It is now widely acknowledged that the best way to utilize the wealth of data at organizations’ disposal is by democratizing data, allowing all employees access to the data in such a format that they can use it effectively in their day-to-day decision making.
Speaking at the Big Data Innovation Summit last September, Riley Newman, Head of Data Science at Airbnb, discussed how the room letting platform has achieved this and the benefits to doing so.
Newman is somewhat of an oddity among data scientists in that he doesn’t believe that companies should necessarily be 'data-driven'. Rather, he believes that it is more sensible that decisions be data ‘informed’. He notes that, ‘data is often a useful piece of information, but it's rarely a complete picture. So a company should be data informed, with the understanding that there may be more to the story.’
When Newman first joined Airbnb in 2010, the big data phenomenon had yet to take off in earnest. He was also just their seventh employee - an unusual move for a startup who usually hire later in the growth cycle. It was his goal to ensure that Airbnb make these data informed decisions as they grew.
In his early days, he says that the way they had set up their data - in a hive with 3500 tables, of which only 5 were actually any good - they were forced to rely on tribal knowledge to make sense of the tables. This resulted in multiple parallel efforts focused on solving what were essentially the same problems at the same time, with each department looking at different sources of truth, causing a great deal of confusion and wasted efforts.
The problems with such an approach became clear around 2011, when Airbnb exploded internationally. The ‘Jack of all trades’ approach the data science team - with just three people at the time - was no longer fit for purpose, and Newman looked for a new way of doing things. In order to fix this problem, Airbnb established something called ‘Core Data’, providing one canonical source of truth to all staff to ensure they were no longer working at crossed purposes.
For Core Data to work, it was imperative that all data was 100% reliable and robust, always up-to-date, and always consistent. This new system also had to be highly intuitive, with tables linking through to one another, so it did not require explanation, training, and needed few technical skills to make sense of it, meaning everyone could garner the insights regardless of experience or background.

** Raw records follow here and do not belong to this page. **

Issue #861, opened 2026-03-26
da-live deletion guards


chrischrischris:
1. Show how many files are about to be deleted: We can crawl the selected file/folder list and get a count to display to the user.  
2. Prevent deletion of 10,000 files at once.
3. Do not allow user to delete non-draft content if they do not have write permissions to .trash - This might be problematic though, and require consumers with complicated access rights to have to also rights to the .trash dir

kptdobe:
> 2. Prevent deletion of 10,000 files at once.

I am not sure who really needs to delete so many files. We might reduce this number to 50 for example with a message to contact the admin team.
A key shortcut could enable a force delete independent of the number of files (with a clear warning message).

> 3. Do not allow user to delete non-draft content if they do not have write permissions to .trash 

Or users should always have permissions to move to .trash.

PR #888, opened 2026-04-22
feat: Delete enhancements

chrischrischris:
Implement total count and max amount of items to delete allowed.

I upped the max delete amount to 1000 for now.  Or should we make it configurable?

Implements part of #861 

Screenshot 2026-04-22 at 3 58 28 PM
Screenshot 2026-04-28 at 3 34 34 PM
Screenshot 2026-04-28 at 3 34 59 PM

### DIFF
--- a/blocks/browse/da-list/da-list.js
+++ b/blocks/browse/da-list/da-list.js
@@ -15,6 +15,8 @@ const ICONS = [
   '/blocks/edit/img/Smock_Refresh_18_N.svg',
 ];
 
+const MAX_DELETE_COUNT = 1000;
+
 export default class DaList extends LitElement {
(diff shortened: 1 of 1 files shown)


kptdobe:
Re-thinking about it.. there are always scenarii where you really want to delete a folder with a lot of mess in it.

What about something like: 
- if less than 10, delete
- between 10 and 1000, user has to write "DELETE" to confirm this is really what they want to do
- contact admin if more than 1000

WDYT ?

auniverseaway (approved):
I think 1000 is fine.

auniverseaway:
I like @kptdobe suggestions.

The system needed to be simple and scalable to allow for expansion. They, therefore, used a star schema so as not to limit the size of the warehouse as the company grew. They created one key to hook into other tables so the whole warehouse could work together, with 2 tables - one for ‘facts’ and one for ‘dimensions’. Booking informations and the like goes into facts, while the dimensions table looks deeper, adding a few more bits of information. They also designed meta data for every table, showing who’s in charge of every table, who’s responsible for keeping it clean, descriptions of all of the variables in hive to show what everything means, and so forth, to be sure of its usability.

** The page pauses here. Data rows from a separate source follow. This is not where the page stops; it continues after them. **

PR #894, opened 2026-04-23
feat: Do not auto-create docs on edit nav

### LINKED ISSUE #702: [edit] Warn on 404
As a power user, I would like DA to prompt me to make a page if I visit `/edit` and the document does not exist so that I do not get ghost documents when I'm manipulating hashes instead of browsing the content tree.

chrischrischris:
Instead of automatically creating a doc when going to a new edit path, we now will present the user with a dialog asking what they would like to do.  If they choose to not create a doc, they are navigated to the containing directory for that file.

Screenshot 2026-04-23 at 3 38 26 PM

If a folder exists with the same name, they are also given the option of opening that folder.

Screenshot 2026-04-23 at 3 37 42 PM

fix #702

### DIFF
--- a/blocks/browse/da-new/da-new.js
+++ b/blocks/browse/da-new/da-new.js
@@ -7,6 +7,7 @@ import getEditPath from '../shared.js';
 const { default: getStyle } = await import(`${getNx()}/utils/styles.js`);
 const STYLE = await getStyle(import.meta.url);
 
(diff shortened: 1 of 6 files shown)


kptdobe (approved):

auniverseaway (approved):
If we don't already, we should disable the new button while we wait for the doc to be made.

The benefits for employees outside the data science team by democratizing data in this way are tremendous, as it gives them information necessary to back up their hunches when they need. By not having to go through the data science team, it means that they can get the answers they are looking for far quicker than they otherwise would. Perhaps most importantly, though, is the benefit it has on the data science team itself. As Newman mentions in his presentation, it frees up the data science team to focus on more technical problems. This makes their work more challenging, providing a better culture for the data science team. Since Airbnb implemented ’Core Data’, retention rates have gone up, and they are doing more interesting and impactful work, that in turn benefits how the whole company uses data.